Environment Variables

*Recommended value*

*Function description*

unset XPU_DUMMY_EVENT

*Unsets* XPU_DUMMY_EVENT variable, usually done to ensure real XPU events are used for synchronization and performance measurement.

export XPU_VISIBLE_DEVICES

0,1,2,3,4,5,6,7

*Specify visible XPU Devices*. Here, 8 devices (0 to 7) are specified for inference tasks. This is required for multi-card or distributed inference.

export XPU_USE_MOE_SORTED_THRES

1

Enables the Moe Model *Sort Optimization*.Setting to 1 usually enables this performance optimization.

export XFT_USE_FAST_SWIGLU

1

Enables the *Fast SwiGLU Ops*. SwiGLU is a common activation function, and enabling this accelerates model inference.

export XPU_USE_FAST_SWIGLU

1

Enables the *Fast SwiGLU Ops*. Similar to XFT_USE_FAST_SWIGLU, this enables the fast SwiGLU calculation in Fused MoE Fusion Ops.

export XMLIR_CUDNN_ENABLED

1

Enables XMLIR (an intermediate representation/compiler) to use the *cuDNN compatible/optimized path* (which may map to corresponding XPU optimized libraries in the KunlunCore environment).

export XPU_USE_DEFAULT_CTX

1

Sets the XPU to use the default context. Typically used to simplify environment configuration and ensure runtime consistency.

export XMLIR_FORCE_USE_XPU_GRAPH

1

*Forces the enablement of XPU Graph mode.*. This can capture and optimize the model execution graph, significantly boosting inference performance.

export VLLM_HOST_IP

$(hostname -i)

*Sets the host IP address for the vLLM service*. This uses a shell command to dynamically get the current host’s internal IP. It’s used for inter-node communication in a distributed environment.

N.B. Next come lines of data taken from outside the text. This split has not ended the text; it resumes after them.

PR #1265, opened 2023-07-05
[14.0][IMP] hr_employee_calendar_planning: Set calendar_ids default value to cover all use cases

victoralmau:
FWP from 13.0: https://github.com/OCA/hr/pull/1263

Set `calendar_ids` default value to cover all use cases.

Steps to reproduce the error (before):
- Go to Recruitment > Apllications and enter one of them.
- Click on the "_Create employee_" button and confirm.

An error is displayed when trying to create the employee because there is no calendar defined.

@Tecnativa TT44093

export XMLIR_ENABLE_MOCK_TORCH_COMPILE

false

*Disable Mock Torch Compile Function*. Set to false to ensure the actual compilation and optimization flow is used, rather than mock mode.

FUSED_QK_ROPE_OP

0

*Control whether to use the Fused QK-Norm and RoPE implementation*. Default is 0 (use original/standard RoPE). Setting to 1 may be used to enable QWEN3.